Hello! I live in Florida and I do Jumpers. Recently, my sister and I want to switch trainers/barns. We want to switch because there are only group lessons and they always have a ton of people in them, we aren't advancing in our riding, our trainer really doesn't teach us anything, there aren't a lot of school horses to ride, and our trainer isn't the kindest. We volunteer there three times a week. We used to get free lessons and free hacks but ever since she got more riders, she said we have to pay full price for lessons and no more free hacks. She also said no more to those things because we're sometimes not there all three days. But that's because we are busy or sick. We've become really close with all the workers and her family. My sister and I ride the bus and go to school with her son, and we don't want him to hate us. She is NOT very understanding. The last person who moved, she didn't take it very well and wasn't very nice about it. We've also looked at multiple other barns and we found one that we really like. So, how do we tell her that we are switching without her blowing up at us and without her son hating us?


----------



## horselovinguy (Oct 1, 2013)

First off...do you own your own horses? So, then if you do you are leaving her as boarders and students...

Unless you are "grown adults" and riding a school bus with her son tells me "NO"..._your parents should be going with you when you inform her of your decision. _
As minors and those amenities like riding expenses are not usually totally under your financial ability...some moral support and adult intervention is appropriate.

As for telling her....it really is simple.
"Mrs. XYZ, we've come to you to let you know we will not be riding here under your instruction anymore. Period"
....nothing more is needed to be added.
Everyone thinks they need to elaborate, you don't.
It is a personal decision, the less said the better.

If "Mrs. XYZ" asks why...just tell her your needs have changed. You enjoyed riding at her barn. 
_Don't elaborate, it isn't necessary._

The less said the better in many instances. 
Is she going to be mad, probably...she is losing income and her work horses(you) who she depended upon to do her dirty work. 
Without you saying a word, if she is astute she already knows she has changed in her attitude and riding privileges towards you. 
That is now going to bite her in the butt...sounds like her need to take on more students than mounts and changing the barter system of work for riding... she knows what she did, and you know what you need doing. 
You also did not keep your end of the bargain though if you agreed to "work" 3 days a week and for whatever reason did not, then you did not "earn" the right to that free lesson. A deal is a deal....
Her attitude and way of treating/speaking to you though should _never_ of been tolerated by you, _or_ by your parents from day one!! 
Your parents are your advocates, for good or bad reasons...they also have/had a responsibility in all of this too.

Besides all of that.... if she gets mad, isn't nice or whatever... it really makes no difference as you are leaving.

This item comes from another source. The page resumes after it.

PR #265, opened 2023-10-18
Feature/gacode reader

bpatel2107:
Add in readers for input.gacode files (https://gafusion.github.io/doc/input_gacode.html) for `Equilibrium` and `Kinetics` objects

Her son, it isn't his place to be mad either... 
Her attitude will probably make your leaving a easy thing...with how you write she speaks and treats you lately..:think:

Don't tell others either before you speak with her...sucks learning things via the rumor mill last instead of first.
:wink:


----------



## AllXenasHorsesLLC (Nov 4, 2013)

Horselovingguy offered some great advice - your parents need to take the lead here, and you need to stay silent no matter what she says to or about you.

While it's wonderful that you have a close relationship with the folks at your barn, the relationship with a trainer is a professional one; when riders are unhappy with the service they paid for, it is their prerogative as clients to depart, and your trainer knows this is the nature of the training business. An understanding trainer will ask for your feedback to try to improve their services, but she may not fall into this category. You weren't extremely clear about what the riding arrangement was between you, so it is possible she feels that you did not hold up your end of the "volunteering" bargain - in which case, I hope she would have addressed that with you directly, rather than causing you to wonder what changed.

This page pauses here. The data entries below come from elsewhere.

PR #267, opened 2023-10-26
Pin idspy-toolkit version to 0.4.3

bpatel2107:
Pin version of idspy-toolkits to 0.4.3 as the latest release seems to be missing a dependancy. I've raised an issue on the `idspy-toolkit` gitlab repo in the meantime

### DIFF
--- a/.github/workflows/tests.yml
+++ b/.github/workflows/tests.yml
@@ -4,9 +4,11 @@ on:
   push:
     paths:
       - '**.py'
+      - 'pyproject.toml'
   pull_request:
     paths:
       - '**.py'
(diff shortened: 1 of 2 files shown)


bpatel2107:
@LiamPattinson @ZedThree  do you know if I can trigger the tests on this without changing the test workflow? Or should we just get it to run tests when the `pyproject.toml` file is changed along with any `.py` files

LiamPattinson:
I think having the tests run when the `pyproject.toml` has changed is a good idea.

LiamPattinson (approved):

This is a great opportunity for you and your sister to learn to hold your heads high, silently, with grace, as you maneuver a difficult relationship. Also keep in mind that the horse community is a small one and individual barns are even smaller - if you give your word that you will volunteer or do something a certain amount of time, keep it. If you can't commit to something, then politely and respectfully say that you cannot commit at that time.... less a horse lesson and more a life lesson, but something it took me years in the military to learn myself, that would have made relationships a lot easier and more clear, had I learned it sooner.

Good luck! Please let us know how things turn out, and enjoy your new barn


----------